> **TASK BRIEF**
Where the listing below has a line with "PR #617, opened 2018-06-30", write out exactly that line and every line after it, stopping after the line with "- Make styling".

> **SOURCE INFORMATION**
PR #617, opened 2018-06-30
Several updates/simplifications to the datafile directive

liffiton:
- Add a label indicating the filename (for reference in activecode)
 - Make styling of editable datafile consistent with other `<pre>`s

* * *

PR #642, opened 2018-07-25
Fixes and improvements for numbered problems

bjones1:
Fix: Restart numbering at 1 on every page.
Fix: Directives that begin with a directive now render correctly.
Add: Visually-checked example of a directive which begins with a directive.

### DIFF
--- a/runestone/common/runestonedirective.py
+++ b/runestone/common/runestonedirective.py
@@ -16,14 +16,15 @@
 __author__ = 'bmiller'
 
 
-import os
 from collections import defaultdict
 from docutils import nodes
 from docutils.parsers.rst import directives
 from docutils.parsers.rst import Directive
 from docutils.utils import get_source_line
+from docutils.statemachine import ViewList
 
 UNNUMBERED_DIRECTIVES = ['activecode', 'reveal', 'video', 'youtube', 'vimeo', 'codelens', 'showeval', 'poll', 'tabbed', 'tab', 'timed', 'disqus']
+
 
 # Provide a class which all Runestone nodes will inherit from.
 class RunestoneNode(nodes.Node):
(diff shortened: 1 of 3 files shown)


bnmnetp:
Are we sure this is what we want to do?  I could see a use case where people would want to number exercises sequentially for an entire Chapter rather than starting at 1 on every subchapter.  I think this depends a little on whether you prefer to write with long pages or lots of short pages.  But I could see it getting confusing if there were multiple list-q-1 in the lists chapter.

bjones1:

> **RESULT OF THIS TASK**
PR #617, opened 2018-06-30
Several updates/simplifications to the datafile directive

liffiton:
- Add a label indicating the filename (for reference in activecode)
 - Make styling of editable datafile consistent with other `<pre>`s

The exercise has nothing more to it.